_TASK INSTRUCTIONS:_ Nothing but the lines from the one with "### LINKED ISSUE" through the last line of the data should be restated, each word for word.

_SOURCE MATERIAL:_

*** Begin section ***

PR #1272, opened 2024-03-13
tolerate stale acks without panicking; fixes #1271

### LINKED ISSUE #1271: Stale ICA acknowledgements cause panic due to math.Int.Sub() resulting in negative balance
## Summary of Bug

*** End section ***

_ANSWER SPACE:_
### LINKED ISSUE #1271: Stale ICA acknowledgements cause panic due to math.Int.Sub() resulting in negative balance
## Summary of Bug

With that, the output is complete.